6. The method for preparing a bimetallic catalyst according to claim 3, characterized in that: the deposition rate of metal Bi and metal Sn determines the proportion of Bi and tin in the BiSn bimetal material, and the component proportion of the BiSn bimetal can be regulated and controlled by regulating and controlling the deposition rate.

7. Use of a bimetallic catalyst according to any one of claims 1-6, characterised in that: the prepared bimetal material is a bimetal material which is formed by depositing any two of tin Sn, gallium Ga, germanium Ge, indium In, bismuth Bi, antimony Sb, lead Pb, zinc Zn and cadmium Cd on a conductive substrate or a diffusion gas electrode or an ion exchange membrane and the like for electrocatalysis.

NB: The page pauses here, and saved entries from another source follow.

Issue #64, opened 2019-08-08
Parallel (de)compression


thedrow:
Most bindings I know support parallel (de)compression of Zstd blocks.
It'd be nice to have that API in these bindings as well.

gyscos:
Agreed! I think moving to the advanced API will help enable that.

gyscos:
I updated `zstd-safe` to better expose the advanced options, and use it in the top-level crate for 2 options so far: checksum, and parallel compression.
Note that I'll need to enable multi-threading when building `zstd` in `zstd-sys`...

JJJollyjim:
Does that mean this should be working in the current version?

I have `features = ["zstdmt"]` on `zstd-safe` in my `Cargo.toml`, but I can't get past "Unsupported parameter" when calling `encoder.multithread`.

andoriyu:
@JJJollyjim have you ever solve this?

andoriyu:
@gyscos I've figured it out. PR incoming.

PR #84, opened 2020-04-01
fix: Set ZSTD_MULTITHREAD when built with zstdmt

andoriyu:
Advanced features like multithreading are only available when libzstd
is statically linked per documentation. pkg-config is not very good
for static linking. That means users have to rely on this crate to build it
correctly.

Current `build.rs` is not passing `ZSTD_MULTITHREAD` flag to cc and
because of that resulting library built without multithreading support.

Resolves: #64


gyscos:
Thanks for the work! Will try to run some benchmarks to see the nice gains

PR #90, opened 2020-06-15
Generate experimental dictionary bindings

indygreg:
dictBuilder/zdict.h contains additional experimental zstd APIs.
This includes low-level APIs for training dictionaries with full
control over parameters.

I need access to these APIs in order to implement a Rust backend
for my Python bindings to zstandard project
(https://github.com/indygreg/python-zstandard).

For reasons unknown to me, the dictionary experimenting APIs are
gated behind a separate preprocessor define. Simply adding this
define is enough to cause the bindings to be generated.


gyscos:
Hi, and thanks for the work!
Everything looks good, thanks again!

PR #92, opened 2020-07-28
using of target_arch/_os to detect, if the platform has a libc

stlankes:
Beside wasm32 also RustHermit doen't have a classical C library.
Using of target_arch/_os to detect these platforms. It simplifies
the usage of this crate.


gyscos:
Hi, and thanks for the PR!

I think I'd rather keep `std` as a feature, and turn it on automatically in a `build.rs` depending on the target (and do the same in `zstd-sys`).

stlankes:
Yes, I see the benefits of using the feature `std`. Do you think more of such a solution?

gyscos:
Looking good - thanks again for the work!

PR #97, opened 2020-11-28
Update bindgen to 0.56

decathorpe:
This bindgen update does not require other code changes, as far as I can tell. A local build of zstd-sys with bindgen 0.56 was successful.


gyscos:
Thanks for the PR!

PR #98, opened 2020-12-19
add more config functions for better compression for small data

### LINKED ISSUE #37: Support for --no-dictID

phiresky:
adds configurability of the following:

* dictid inclusion (saves 4 bytes when using dicts)
* include_magicbytes (saves 4 bytes always)
* include_contentsize (unsure)

Fixes #37 .


gyscos:
Looks great, thanks for the work!

PR #103, opened 2021-01-07
zstd-sys: avoid dependencies on itertools and glob

benesch:
@gyscos not sure if you're open to this, but figured I'd whip it up. I'm on a quest downstream to lighten up some dependencies.

### DIFF
--- a/zstd-safe/zstd-sys/build.rs
+++ b/zstd-safe/zstd-sys/build.rs
@@ -5,8 +5,8 @@ extern crate bindgen;
 extern crate pkg_config;
 
 extern crate cc;
-extern crate glob;
 
+use std::ffi::OsStr;
 use std::path::PathBuf;
 use std::{env, fs};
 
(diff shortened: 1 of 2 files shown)


zstd-safe/zstd-sys/build.rs
```diff
@@ -89,18 +86,19 @@ fn enable_threading(_config: &mut cc::Build) {}
...
+    for dir in &[
+        "zstd/lib/common",
+        "zstd/lib/compress",
+        "zstd/lib/decompress",
+        "zstd/lib/legacy",
+        "zstd/lib/dictBuilder",
+    ] {
+        for entry in fs::read_dir(dir).unwrap() {
+            let path = entry.unwrap().path();
+            if path.extension() == Some(OsStr::new("c")) {
```
gyscos, line 99: I think we may also want to check that it's a file and not a directory.

gyscos:
Sure, and thanks for the work!

benesch:
Awesome, thanks very much!

PR #108, opened 2021-03-26
Added feature "thin" for reducing binary size

DezzK:
Added feature "thin" for reducing binary size using recommendations from zstd/lib.


gyscos:
Thanks for the work!

This looks great! Though I wonder if the rust part does not outweigh the C lib in the final binary size.

PR #109, opened 2021-03-31
Expose the accepted range of compression levels.

khuey:
Should be straightforward. The reason for adding `impl Debug` is so that in my program I can easily print the accepted range if the user passes an out-of-bounds value.

### DIFF
--- a/src/lib.rs
+++ b/src/lib.rs
@@ -28,10 +28,17 @@ pub mod block;
 pub mod dict;
 pub mod stream;
 
+use std::fmt::Debug;
 use std::io;
+use std::ops::RangeBounds;
 
 /// Default compression level.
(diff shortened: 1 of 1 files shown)


src/lib.rs
```diff
@@ -28,11 +28,18 @@ pub mod block;
...
 
+use std::fmt::Debug;
 use std::io;
+use std::ops::RangeBounds;
 
 /// Default compression level.
 pub use zstd_safe::CLEVEL_DEFAULT as DEFAULT_COMPRESSION_LEVEL;
 
+/// The accepted range of compression levels.
+pub fn compression_level_range() -> impl RangeBounds<zstd_safe::CompressionLevel> + Debug {
```
gyscos, line 39: Any reason not to just return a [`RangeInclusive`](https://doc.rust-lang.org/beta/std/ops/struct.RangeInclusive.html)?

khuey: Not really.

PR #113, opened 2021-04-08
Add `Container` trait for resizable bytes container

gyscos:


zstd-safe/src/lib.rs
```diff
@@ -1048,15 +1084,129 @@ pub struct InBuffer<'a> {
...
+/// Can start from uninitialized memory, and will be partially filled.
+///
+/// Should be implemented by a contiguous chunk of memory.
+///
+/// The main implementors are:
+/// * `Vec<u8>` and similar structures. These can start empty with a non-zero capacity, and they
+///   will be resized to cover the data written.
+/// * `[u8]` and `[u8; N]`. These must start already-initialized, and will not be resized. It will
+///   be up to the caller to only use the part that was written.
+pub trait WriteBuf {
```
anp, line 1098: I think this trait might need to be `unsafe` since `as_slice()` needs to uphold the initialization invariant but probably shouldn't itself be an unsafe method.

zstd-safe/src/lib.rs
```diff
@@ -1067,38 +1217,73 @@ fn ptr_mut<B>(ptr_void: &mut B) -> *mut B {
...
+    pub fn pos(&self) -> usize {
+        self.pos
+    }
+
+    /// Sets the new cursor position.
+    ///
+    /// # Panics
+    ///
+    /// If `pos > self.dst.capacity()`.
+    pub fn set_pos(&mut self, pos: usize) {
```
anp, line 1272: Does this need to be marked `unsafe`?

zstd-safe/src/lib.rs
```diff
@@ -1148,6 +1333,23 @@ impl<'a> InBuffer<'a> {
...
+    pub fn pos(&self) -> usize {
+        self.pos
+    }
+
+    /// Sets the new cursor position.
+    ///
+    /// # Panics
+    ///
+    /// If `pos > self.src.len()`.
+    pub fn set_pos(&mut self, pos: usize) {
```
anp, line 1346: If OutBuffer::set_pos should be unsafe, I think this needs to be `unsafe` too since it sets a value for calling that method on drop, right?

zstd-safe/src/lib.rs
```diff
@@ -1048,15 +1084,129 @@ pub struct InBuffer<'a> {
...
+    /// Returns a pointer to the start of the data.
+    fn as_mut_ptr(&mut self) -> *mut u8;
+
+    /// Indicates that the first `n` bytes of the container have been written.
+    unsafe fn filled_until(&mut self, n: usize);
+
+    /// Call the given closure using the pointer and capacity from `self`.
+    ///
+    /// Assumes the given function returns a parseable code, which if valid, represents how many
+    /// bytes were written to `self`.
```
anp, line 1114: I think there are a couple other invariants assumed here that would be good to document:

* `f` must not treat the memory as initialized
* the bytes written must be contiguous starting at the base of the pointer

zstd-safe/src/lib.rs
```diff
@@ -1048,15 +1084,129 @@ pub struct InBuffer<'a> {
...
+    unsafe fn write_from<F>(&mut self, f: F) -> SafeResult
+    where
+        F: FnOnce(*mut c_void, usize) -> usize,
```
anp, line 1117: What do you think about having `F: FnOnce(*mut c_void, usize) -> SafeResult` here? It'll mean typing a few more `parse_code(...)` instances where its used but it would make the contract here clearer I think.

anp (commented):
Just driving by, but this looks really promising! Have a few thoughts, mostly minor suggestions.

src/block/compressor.rs
```diff
@@ -60,13 +55,10 @@ impl Compressor {
...
-        unsafe {
-            // Use all capacity.
-            // Memory may not be initialized, but we won't read it.
-            buffer.set_len(buffer_len);
-            let len = self.compress_to_buffer(data, &mut buffer[..], level)?;
-            buffer.set_len(len);
-        }
+
+        // Use all capacity.
+        // Memory may not be initialized, but we won't read it.
```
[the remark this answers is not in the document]
gyscos: Indeed, it is now outdated.

zstd-safe/src/lib.rs
gyscos: I agree it needs to be an unsafe trait, but for different reasons: that `capacity()` must not lie about the actual length of available data.

`as_slice` itself, if implemented safely, cannot return uninitialized memory (if it could, then that uninitialized memory would probably be visible without this method). We're not _relying_ on what this implementation provides. `filled_until` is the main one that needs to be properly implemented: it's both unsafe to use _and_ to implement (maybe that should also justify unsafe trait?)

anp: Ahh, yeah this makes sense.

zstd-safe/src/lib.rs
gyscos: Indeed it should.

zstd-safe/src/lib.rs
gyscos: This is for the `InBuffer`, where we never write to (we only read from that). I don't think we set the `OutBuffer::pos` based on that either.
What we do is set the `OutBuffer::pos` based on `OutBufferWrapper::buf`, a `zstd_sys::ZSTD_outBuffer`, which is updated by the C zstd library, at the same time it actually writes to the buffer itself.

zstd-safe/src/lib.rs
gyscos: Yeaah, I was thinking about it and was lazy to type `parse_code` everywhere, but it does make it a bit clearer.

PR #115, opened 2021-04-19
Use decompression bound API to limit decompressor allocation

farnz:
There's an experimental API that gives us an upper limit on the space needed to decompress a given zstd compressed block. 

Expose this to users if the `experimental` feature is on and the block is valid, and use it in `decompress` to reduce the size of allocations if the C library promises that decompressed data is smaller than the capacity the user provided.

Without `experimental`, we always return `None` for the upper bound, which is treated by the `decompress` changes as "do not limit capacity".

### DIFF
--- a/src/block/decompressor.rs
+++ b/src/block/decompressor.rs
@@ -1,5 +1,7 @@
 use crate::map_error_code;
 
+#[cfg(feature = "experimental")]
+use std::convert::TryInto;
 use std::io;
 use zstd_safe;
 
@@ -54,7 +56,7 @@ impl Decompressor {
         capacity: usize,
     ) -> io::Result<Vec<u8>> {
         let capacity =
-            self.upper_bound(data).unwrap_or(capacity).min(capacity);
+            Self::upper_bound(data).unwrap_or(capacity).min(capacity);
         let mut buffer = Vec::with_capacity(capacity);
         unsafe {
             buffer.set_len(capacity);
@@ -66,15 +68,16 @@ impl Decompressor {
 
     /// Get an upper bound on the decompressed size of data, if available
     ///
-    /// This can be used to pre-allocate enough capacity for [`decompress_to_buffer`]
-    /// and is used by [`decompress`] to ensure that it does not over-allocate if
+    /// This can be used to pre-allocate enough capacity for `decompress_to_buffer`
+    /// and is used by `decompress` to ensure that it does not over-allocate if
     /// you supply a large `capacity`.
     ///
-    /// Will return `None` if the upper bound cannot be determined
-    pub fn upper_bound(&self, _data: &[u8]) -> Option<usize> {
+    /// Will return `None` if the upper bound cannot be determined or is larger than `usize::MAX`
+    pub fn upper_bound(_data: &[u8]) -> Option<usize> {
         #[cfg(feature = "experimental")]
         {
-            zstd_safe::decompress_bound(_data)
+            let bound = zstd_safe::decompress_bound(_data).ok()?;
+            bound.try_into().ok()
         }
         #[cfg(not(feature = "experimental"))]
         {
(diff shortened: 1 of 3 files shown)


src/block/decompressor.rs
```diff
@@ -61,6 +63,24 @@ impl Decompressor {
...
     }
+
+    /// Get an upper bound on the decompressed size of data, if available
+    ///
+    /// This can be used to pre-allocate enough capacity for [`decompress_to_buffer`]
+    /// and is used by [`decompress`] to ensure that it does not over-allocate if
+    /// you supply a large `capacity`.
+    ///
+    /// Will return `None` if the upper bound cannot be determined
+    pub fn upper_bound(&self, _data: &[u8]) -> Option<usize> {
```
gyscos, line 74: I think we can return a `SafeResult` here, to include the error code?

zstd-safe/src/lib.rs
```diff
@@ -1622,3 +1622,16 @@ pub fn decompress_block(dctx: &mut DCtx, dst: &mut [u8], src: &[u8]) -> usize {
 pub fn insert_block(dctx: &mut DCtx, block: &[u8]) -> usize {
     dctx.insert_block(block)
 }
+
+/// Wraps the `ZSTD_decompressBound` function
+#[cfg(feature = "experimental")]
+pub fn decompress_bound(data: &[u8]) -> Option<usize> {
```
gyscos, line 1628: I think we can return `SafeResult` here, to forward the error code?

gyscos: On the other hand, do we want to return a `Result<u64, ErrorCode>`?

farnz: My thinking here:

1. `Option`, not `Result`, because the only permissible errors here mean "a useful upper bound cannot be determined", and are not otherwise helpful - you will get a real error later if you try to decompress.
2. `usize`, not `u64`, because the point of the return value is to give you input to an allocator (e.g. `Vec::with_capacity`).

I am ambivalent about `Result` versus `Option`, and I'm happy to switch if you'd prefer a `SafeResult`; I don't see a good use for this function that doesn't entail a cast to `usize` somewhere, so would like a strong argument against using `usize` (since most/all use sites will want a `usize`, not a `u64`).

gyscos: There is a single failure cause _right now_ - but
* It's very possible that other error causes may be added later, for instance if some frame options prevent estimating the bounds.
* Many other functions also may have a single error cause right now; returning a `Result` helps unify their processing.

Using the result to index in a `Vec` is indeed a common option, but not the only one. In particular, it may be desirable to process files over 4GB on a 32-bit system (either writing straight to disk, or to the network, or straight to another compression stream). Especially in the `zstd-safe` library, I'd try to stay as close as possible to the C lib in this kind of guarantees and limitations. For reference, the existing `get_frame_content_size` returns a `u64`.

farnz: OK - I'll redo `zstd-safe` to use `Result<u64, ErrorCode>`, and do the conversions in the main crate directly.

gyscos: Thanks! In particular checking the error _after_ converting to `usize` sounds like it might have causes issues on 32-bits.

gyscos: Though it doesn't look like there's a method that can actually parse an error from a `u long long`? :^S Why, zstd, why?

I guess -2 in `u long long`, when truncated to `size_t`, is still -2? Which sorta kinda works? Duh, C...

farnz: > I guess -2 in `u long long`, when truncated to `size_t`, is still -2? Which sorta kinda works? Duh, C...

C is, in my long experience, a great language for confusing people into seeing bugs that don't exist, and not seeing the bugs that do exist.

Hence my shift to Rust :-)

gyscos:
Looks good - thanks for the work!

PR #600, opened 2021-04-16
Drop istio-minimal.yaml

nak3:
`istio-minimal.yaml (istio-local.yaml)` was introduced by https://github.com/knative/serving/pull/6025
for local deployments.
But today `istio-minimal.yaml` is equivalent to `istioctl install -y` so we
don't need to keep the manifest in the repo.

Note, current `istio-minimal.yaml` has
`TERMINATION_DRAIN_DURATION_SECONDS` but it was added to solve flake
of e2e test by https://github.com/knative-sandbox/net-istio/pull/553 so it is not mandatory.

/kind cleanup

/cc @markusthoemmes @arturenault @dprotaso


arturenault (dismissed):
nice, much cleaner.

/lgtm

arturenault (approved):
/lgtm

markusthoemmes (approved):
/lgtm
/approve

PR #517, opened 2021-02-11
Temporarily disable mTLS STRICT in mesh mode.

JRBANCEL:
See #503.
Let's see if that is the issue.

/assign @nak3 @arturenault

Issue #503, opened 2021-02-02
mTLS with STRICT mode is not stable


nak3:
Since enabling mTLS strict mode by fixing a bug by https://github.com/knative/serving/pull/10635,
some tests became unstable. 

Please refer to https://testgrid.knative.dev/serving#istio-stable-mesh. `TestScaleToN` test had been unstable for long time, but other tests became red after the change https://github.com/knative/serving/pull/10635.

PR #617, opened 2021-04-30
[istio-stable] renable global mTLS when in mesh mode

dprotaso:
mTLS was disabled in https://github.com/knative-sandbox/net-istio/pull/517  But this is causing confusion downstream in `serving` since we didn't realize the change had occurred.

Going forward I think we should have consistency with our `istio-*` yamls and perform any specific overrides in `serving` 

Related: https://github.com/knative-sandbox/net-istio/issues/503

### DIFF
--- a/third_party/istio-stable/extra/istio-mesh.yaml
+++ b/third_party/istio-stable/extra/istio-mesh.yaml
@@ -1,0 +1,9 @@
+---
+apiVersion: "security.istio.io/v1beta1"
+kind: "PeerAuthentication"
+metadata:
+  name: "default"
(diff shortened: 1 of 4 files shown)


nak3:
/lgtm
/assign @arturenault 

> Going forward I think we should have consistency with our istio-* yamls and perform any specific overrides in serving

Yes, agree.

arturenault (approved):
/lgtm

Great idea. When we first put in mTLS strict we were still generating templates on the fly, this is much cleaner.

nak3 (approved):

PR #620, opened 2021-05-11
Add PILOT_ENABLED_SERVICE_APIS to manifest

nak3:
Istio needs this option to support Gateway API (Ingress v2).
If istio manifest could enable the option by default, serving repo
will add Gateway API support with the manifest in net-istio wihtout
change.

/cc @arturenault @dprotaso @markusthoemmes

### DIFF
--- a/third_party/istio-head/istio-ci-mesh.yaml
+++ b/third_party/istio-head/istio-ci-mesh.yaml
@@ -24,6 +24,8 @@ spec:
       autoscaleMax: 10
       cpu:
         targetAverageUtilization: 60
+      env:
+        PILOT_ENABLED_SERVICE_APIS: true
     gateways:
       istio-ingressgateway:
         autoscaleEnabled: false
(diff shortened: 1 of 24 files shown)


arturenault (approved):
/lgtm

third_party/istio-head/istio-ci-mesh.yaml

8. Use of a bimetallic catalyst according to claim 7, characterized in that: the prepared BiSn (the molar content of Bi is 0.1-99.9 percent, the molar content of Sn is 0.1-99.9 percent) alloy material or Bi-doped Sn (the molar content of Bi is 0-0.1 percent) or Sn-doped Bi (the molar content of Sn is 0-0.1 percent) solid film or micro-nano structure material is used for electrocatalysis.

9. Use of a bimetallic catalyst according to claim 7, characterized in that: the prepared BiSn bimetallic material is used for preparing at least one single-carbon product by electrocatalytic reduction of carbon dioxide; the electrocatalytic process can be carried out in an alkaline electrolyte.